| EXERCISE |
The lines to be copied are those below that contain "archives".

| RECORDS SUPPLIED |

Issue #4307, opened 2026-06-12
Bug: Post-turn consolidation wipes the agent's own delivery message — user follow-up references are lost


MARJORIESHA-pBAD:
### Summary

When `context_window_tokens` is set to a modest value (e.g., 40k), a long multi-iteration turn can accumulate 100k+ tokens of context before consolidation runs. Consolidation only fires **after** the turn completes, at which point it archives the assistant's own delivery message (options, findings, proposals) into a lossy summary. When the user replies referencing those options on the next turn, the agent has no memory of what it proposed and falls back to stale MEMORY.md content or session recovery (which often fails to surface the right context).

### As-is (current behavior)

1. Agent receives a task, enters a long multi-iteration turn (many tool calls, research steps).
2. Context grows well beyond `context_window_tokens` — observed up to ~100k tokens with a 40k limit. No mid-turn consolidation occurs.
3. Agent delivers its final response: "Here are my findings... I propose **Option 1: X**, **Option 2: Y**, **Option 3: Z**."
4. Turn completes. `_state_save` schedules `maybe_consolidate_by_tokens()` as a **background task** (`_schedule_background`).
5. Consolidation archives old messages into history.jsonl via a lossy SNIP-filtered summary (`consolidator_archive.md` template). The delivery message with numbered options is consumed.
6. On the next turn, `_state_compact` (AutoCompact) may further trim the session, keeping only the last 8 suffix messages.
7. The agent's context now contains:
   - A `_last_summary` that says something like `- [skip] Discussion of options` (because the options were ephemeral/presentational)
   - Recent suffix messages that may not include the options message
8. User says: "I want Option 2." Agent: "What is Option 2? Let me recover context..."
9. Agent falls back to MEMORY.md, which has stale/unrelated task context → works on a **completely different task**.

### Affected code paths

| File | Lines | What |
|------|-------|------|
| `agent/loop.py` | 1382, 1486-1490 | Consolidation only runs pre-turn and post-turn, never mid-turn |
| `agent/loop.py` | 789-823 | `_run_agent_loop()` — no prompt budget check mid-iteration |
| `agent/memory.py` | 781-888 | `maybe_consolidate_by_tokens()` — only callable between turns |
| `agent/memory.py` | 746-779 | `archive()` — lossy SNIP filter, options/decisions marked [skip] |
| `agent/autocompact.py` | 18 | `_RECENT_SUFFIX_MESSAGES = 8` — too small to overlap delivery message |
[...]

PR #4373, opened 2026-06-16
fix(memory): preserve delivery context during consolidation

yu-xin-c:
## Summary

- keep a proactive `_channel_delivery` message attached to the short user reply that follows it, even when the replay message window starts at that user reply
- make replay-window consolidation use the same delivery-aware boundary as `Session.get_history()` so it does not archive the delivery before the follow-up can use it
- avoid choosing a token-consolidation boundary between a channel delivery and the user reply that references it

## Why

This adds a focused guard for the delivery-message continuity case described in #4307. A long turn can end with an assistant delivery containing options or proposals, and the next user message may be only `Option 2` / `yes`. If the replay window or token consolidation cuts between those two messages, the follow-up loses the conversational anchor.

## Validation

- `uv run pytest tests/agent/test_session_manager_history.py tests/agent/test_consolidator.py -q`
- `uv run pytest tests/agent/test_session_manager_history.py tests/agent/test_consolidator.py tests/agent/test_loop_consolidation_tokens.py tests/agent/test_auto_compact.py -q`
- `uv run ruff check nanobot/session/manager.py nanobot/agent/memory.py tests/agent/test_session_manager_history.py tests/agent/test_consolidator.py`
- `git diff --check`

Full-suite note: `uv run pytest -q` reached `4232 passed, 3 skipped` with one local failure in `tests/tools/test_mcp_probe.py::test_probe_uses_default_port_for_http`. On this machine, `.test`/`.invalid` hostnames resolve to `198.18.0.x`, so the test's unreachable-host assumption does not hold locally. The failure is unrelated to this memory/session change.


yu-xin-c:
Rebased this branch onto the latest main and resolved the delivery-window consolidation conflicts. The rebase keeps the newer recent_message_start_index / extend_to_user behavior while sharing the delivery-aware replay-window helper between Session.get_history() and consolidation.

Validation after the rebase:
- uv run pytest tests/agent/test_session_manager_history.py tests/agent/test_consolidator.py tests/agent/test_loop_consolidation_tokens.py tests/agent/test_auto_compact.py -q
- uv run ruff check nanobot/session/manager.py nanobot/agent/memory.py tests/agent/test_session_manager_history.py tests/agent/test_consolidator.py --select F
- GitHub Test Suite: ubuntu-latest 3.13/3.14 and windows-latest 3.13/3.14 all green

nanobot/session/manager.py
```diff
@@ -253,22 +243,34 @@ def get_history(
...
+                None,
+            )
             if first_user is not None:
-                kept = kept[first_user:]
+                first_out_idx = kept_pairs[first_user][0]
+                start_out_idx = delivery_anchor_index(first_out_idx)
+                kept_pairs = list(enumerate(out[start_out_idx:], start=start_out_idx))
             else:
                 # Tight token budgets can otherwise leave assistant-only tails.
                 # If a user turn exists in the unsliced output, recover the
```
chengyongru, line 272: This fallback path deliberately includes a user message even when it exceeds `max_tokens`. The comment explains the rationale (avoiding user-only tails), and this only triggers under very tight budgets where the primary window has no user turns. The trade-off seems reasonable, but worth documenting explicitly that `max_tokens` is a soft limit here, not a hard guarantee.

nanobot/session/manager.py
```diff
@@ -278,15 +280,53 @@ def get_history(
...
+        for i, message in enumerate(sliced):
+            if message.get("role") == "user":
+                first_user_idx = slice_start + i
+                start_idx = first_user_idx
+                if (
+                    first_user_idx > 0
+                    and messages[first_user_idx - 1].get("_channel_delivery")
+                ):
+                    start_idx = first_user_idx - 1
+                return messages[start_idx:]
```
chengyongru, line 326: The identity check `message is first_visible` in `_replay_overflow_boundary` (memory.py:747) relies on `recent_replay_messages` returning references to the same dict objects from the input list. This works correctly because all operations (slicing, `recent_message_start_index`) preserve identity. If this method ever starts copying messages, that identity check would silently break.

chengyongru (commented):

This PR addresses a real issue: proactive channel delivery messages (with `_channel_delivery` flag) can get separated from their user reply during consolidation boundary selection and token-windowed history replay. The fix spans three areas — consolidation boundary logic, `get_history` token windowing, and a new `recent_replay_messages` helper — with good test coverage for each.

The implementation is well-structured overall. The delivery-anchor logic is applied consistently across all three code paths, and the token accounting in `pick_consolidation_boundary` correctly adjusts `boundary_tokens` when sliding back to include the delivery message.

| EXERCISE OUTPUT |
When `context_window_tokens` is set to a modest value (e.g., 40k), a long multi-iteration turn can accumulate 100k+ tokens of context before consolidation runs. Consolidation only fires **after** the turn completes, at which point it archives the assistant's own delivery message (options, findings, proposals) into a lossy summary. When the user replies referencing those options on the next turn, the agent has no memory of what it proposed and falls back to stale MEMORY.md content or session recovery (which often fails to surface the right context).
5. Consolidation archives old messages into history.jsonl via a lossy SNIP-filtered summary (`consolidator_archive.md` template). The delivery message with numbered options is consumed.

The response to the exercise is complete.